Смиритский считал, что я против этого планетарного духа… Против бессмертия? Я-то, полагавший, что только тот достоин жизни, кто осознал временность своего существования и помнит про смерть? Я-то, который задумывался о смерти у каждого трупа?
Но в моем кабинете сидел жгучеглазый человек, который обнадеживал: черт с ним, с бренным телом и смертью, коли можно навечно поселиться в планетарном духе.
— Сергей Георгиевич, у вас сегодня плохая аура, — заботливо сообщил Смиритский.
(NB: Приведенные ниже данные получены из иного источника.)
PR #1594, opened 2026-03-04
Add support for fractional difficulty in mining.set_difficulty

### LINKED ISSUE #1592: mining.set_difficulty with fractional values are unsupported
Summary (v2.13.0, and below)

When a stratum host sends mining.set_difficulty with a fractional value (e.g., [0.001], [0.5], [2.5]), AxeOS truncates it to an integer because the entire difficulty pipeline uses uint32_t.

Affected code path:

Parsing (components/stratum/stratum_api.c:387):

uint32_t difficulty = cJSON_GetArrayItem(params, 0)->valueint;
Uses valueint (integer accessor) instead of valuedouble. A pool difficulty of 0.001 becomes 0.

Message struct (components/stratum/include/stratum_api.h:68):

uint32_t new_difficulty;
Global state (main/global_state.h:133):

uint32_t pool_difficulty;
Suggest difficulty (components/stratum/stratum_api.c:454):

int STRATUM_V1_suggest_difficulty(esp_transport_handle_t transport, int send_uid, uint32_t difficulty)
Formats with %ld — integer only.

NVS config (main/global_state.h:66):

uint16_t pool_difficulty;
Impact: Any pool that uses fractional difficulty values — common for BTC/BCH pools serving very low-hashrate miners like NerdMiner or small solo setups — will have difficulty truncated to 0 for sub-1 values, or lose the fractional component for values like 2.5 (becomes 2). A difficulty of 0 could cause undefined behavior or share rejection depending on how downstream code handles it.

Suggested fix: Change the difficulty type from uint32_t to double (or float) across the pipeline — parsing should use valuedouble from cJSON, the struct fields and global state should store as double, and formatting should use %f or %g.

mutatrum:
Fixes #1592

### DIFF
--- a/components/asic/asic.c
+++ b/components/asic/asic.c
@@ -21,13 +21,13 @@ uint8_t ASIC_init(GlobalState * GLOBAL_STATE)
 
     switch (GLOBAL_STATE->DEVICE_CONFIG.family.asic.id) {
         case BM1397:
-            return BM1397_init(GLOBAL_STATE->POWER_MANAGEMENT_MODULE.frequency_value, GLOBAL_STATE->DEVICE_CONFIG.family.asic_count, GLOBAL_STATE->DEVICE_CONFIG.family.asic.difficulty);
+            return BM1397_init(GLOBAL_STATE);
         case BM1366:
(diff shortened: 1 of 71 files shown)


mutatrum:
> tested ack, we should support fractional diffs in the user-configured suggested diff as well (right now it gets truncated)

For the hashrates we have here, fractions for the suggested diff is not useful. We can't go below 256 anyways due to how the ASIC is controller, and for any sensible suggested diff the fraction is irrelevant. This PR is only for pools that have a vardiff that end up in fractionals, all the main implementations only do integers, so it's a bit of an edge-case PR.

PR #1596, opened 2026-03-05
self_test domain monitoring

benjamin-wilson:
This enhances the self test to check the health of chip domains. If a domain is wildly out of tolerance (-33% or +300%) the test will fail. Currently it is possible for chips with a failing domain to pass the self test due to the nature of the probabilistic measurements.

— Да, хреновая у меня аура.
И сразу заломило виски, застучало, боль передалась затылку, как-то растеклась по темечку. Видимо, голова побаливала и до этого, но вот упоминание ауры — свечение вокруг головы — восприятие обострило.
— Болит голова?
— Частенько… А что, видно по сиянию?
— В ауре слишком много темного цвета.
— Это худо, — согласился я, ибо кому охота иметь мутную ауру.